======== Records to use

PR #528, opened 2026-09-22
fix(filters): GopherRepetitionFilter raises ZeroDivisionError on empty documents

Linxiushen:
## Problem

`GopherRepetitionFilter.filter()` in `src/datatrove/pipeline/filters/gopher_repetition_filter.py` computes ratios by dividing by the document's word count and character count without guarding the empty case. A document whose `text` is empty therefore raises

```
ZeroDivisionError
```

at the first ratio computation, instead of being filtered out. `FineWebQualityFilter` handles the same situation by rejecting empty documents up front; this filter does not.

Reachability, stated plainly: the default reader path skips empty text on read (`readers/base.py` returns `None` when `text` is falsy), so the standard pipeline usually does not reach it. But `GopherRepetitionFilter` is a public filter that can be applied to documents from any source (custom readers, an upstream step that emits an empty `text`, in-memory documents), and there it crashes the run.

## Fix

Return `(False, "empty")` before any division when the text is empty. This mirrors `FineWebQualityFilter` and is the correct decision: an empty document should be dropped. A per-division guard would instead let an empty document pass every check and be *kept*, which is wrong.

## Test

`test_gopher_repetition_rejects_empty_doc` in `tests/pipeline/filters/test_filters.py` fails on `main` with `ZeroDivisionError` and passes with the fix. A value differential over 9 input classes (whitespace, duplicate paragraphs/lines, n-gram paths, clean text) shows the only changed output is the empty-document case; the other eight are byte-identical.

`ruff check` and `ruff format --check` pass at the pinned 0.11.7. The test needs no `nltk`/`spacy` because the empty path returns before any tokenizer runs.

---
This fix was developed with AI assistance (Claude); the change and the test were reviewed and verified locally before submission.

---

> [!NOTE]
> **Low Risk**
> Small guard on an edge case before existing logic; behavior for non-empty documents is unchanged.
> 
> **Overview**
> **`GopherRepetitionFilter`** now rejects documents with empty `text` up front with `(False, "empty")`, instead of crashing with **`ZeroDivisionError`** when repetition ratios divide by `len(text)`.
> 
> This matches the empty-document behavior of **`FineWebQualityFilter`** and ensures empty docs are dropped rather than kept if only per-check guards were added.
> 
> A unit test **`test_gopher_repetition_rejects_empty_doc`** asserts the `"empty"` rejection reason for `get_doc("")`.
> 
> <sup>Reviewed by [Cursor Bugbot](https://cursor.com/bugbot) for commit 4f119b88fa37ec6db15d0215763ef23701c70c1c. Bugbot is set up for automated code reviews on this repo. Configure [here](https://www.cursor.com/dashboard/bugbot).</sup>


davanstrien:
thanks!

PR #1121, opened 2021-01-11
Fix mistake in merging #1047 and #1083

hoodmane:
#1083 changed the signature of `eval_code` and #1047 cares about the method signature of `eval_code`. Due to a merging race condition these both got merged into master even though they don't like each other. This adjusts #1047 to reflect the change in #1083.


rth (approved):

hoodmane:
It's nice also that nobody even made a mistake here -- this sort of problem is more or less unavoidable because "commits change different files" does not imply "commits are orthogonal."

PR #1124, opened 2021-01-11
FIX: Make JsBoundMethod a subclass of JsProxy

### LINKED ISSUE #768: TypeError: Illegal invocation

### LINKED ISSUE #788: Nested attribute access in JS->Python type conversion

### LINKED ISSUE #1123: `from js import window` gives a badly glitched object
We have two types of `window`: 
Type 1: Equal to all windows, can be accessed to retrieve a variable but if variable is a function instead it gives a Type 2 window.
Type 2: Equal to windows of Type 1 but not to other windows of Type 2 (so equality is not transitive). Cause AttrributeError when accessed.

Type 1 windows result from converting `window` from javascript. Both Type 1 and Type 2 windows are converted to the ordinary window object if converted to javascript.

This following code works in both v0.16.1 and in the most recent master build.
```javascript
pyodide.runPython(`
      import js
      from js import Array
      from js import window
      assert js.Array == Array # True, good!
      assert window.Array != Array # what?
      window2a = window.Array
      window2b = window.Array
      # equality is not transitive:
      assert window2a != window2b
      assert window2a == window 
      assert window2b == window
      # window2's cannot be accessed:
      try:
          window2a.Array # AttributeError: 'JsBoundMethod' object has no attribute 'Array'
      except AttributeError as e:
          print(e)
      else:
          assert False
`)
pyodide.globals.window2a === pyodide.globals.window2b // true
window1 = pyodide.globals.window2a
pyodide.runPython(`
      from js import window1
      assert window1 == window2a
      assert window1 == window2b
      assert window1 == window
      try:
          window1.Array
      except AttributeError as e:
          assert False
`);
```

hoodmane:
Fixes #788 (tested in `test_nested_attribute_access`) and fixes #1123 (tested in `test_window_isnt_super_weird_anymore`). This also resolves a problem that blocks any fix for #768.


rth:
This is a very useful, thanks!

If this the fix for https://github.com/iodide-project/pyodide/issues/788 why is test_nested_attribute_access passing in https://github.com/iodide-project/pyodide/pull/1126 ? Generally there is some diff overlap with that PR: which one should be merged first?

hoodmane:
Ugh yes, there's like three overlapping bugs here. I merged this one into #1126 in order to make the #1126 tests pass (otherwise a bunch of tests fail). 

[Commit 709118c](https://github.com/iodide-project/pyodide/pull/1126/commits/709118c0291f66d5bf736e885e37d75ab209df2c) on that branch has everything needed to fix the bug, after that is only test fixes.

So merge this one first and then I can merge master on that one and then merge that one? 

Also I have some tests that will only pass once this, #1126, and #1033 all are merged. I guess I can add them to the last one to merge (if I can remember where I put them...). 

I think between this one and #1033 what should happen is that the Vectorcall implementation in #1033 should be moved to JsBoundMethod, the implementation of `JsProxy_Vectorcall ` should be removed so that `JsProxy` is no longer callable (I don't think it's possible to get a function anymore that _isn't_ a `JsBoundMethod`) and then rename `JsBoundMethod` to `JsProxy_Callable`.

hoodmane:
Oh yeah #1098 is also blocked on this -- after #1124 and possibly #1126 are merged, the test suite for #1098 should start passing.

hoodmane:
Also finishing #972 is blocked on this.

rth (approved):
Thanks! Generally LGTM, but I'm not the most relevant reviewer for C code. 

Please add a changelog entry.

================

Gather and copy every line of the data in which the string "equality" is found.

Solution for this exercise -
Type 2: Equal to windows of Type 1 but not to other windows of Type 2 (so equality is not transitive). Cause AttrributeError when accessed.
      # equality is not transitive:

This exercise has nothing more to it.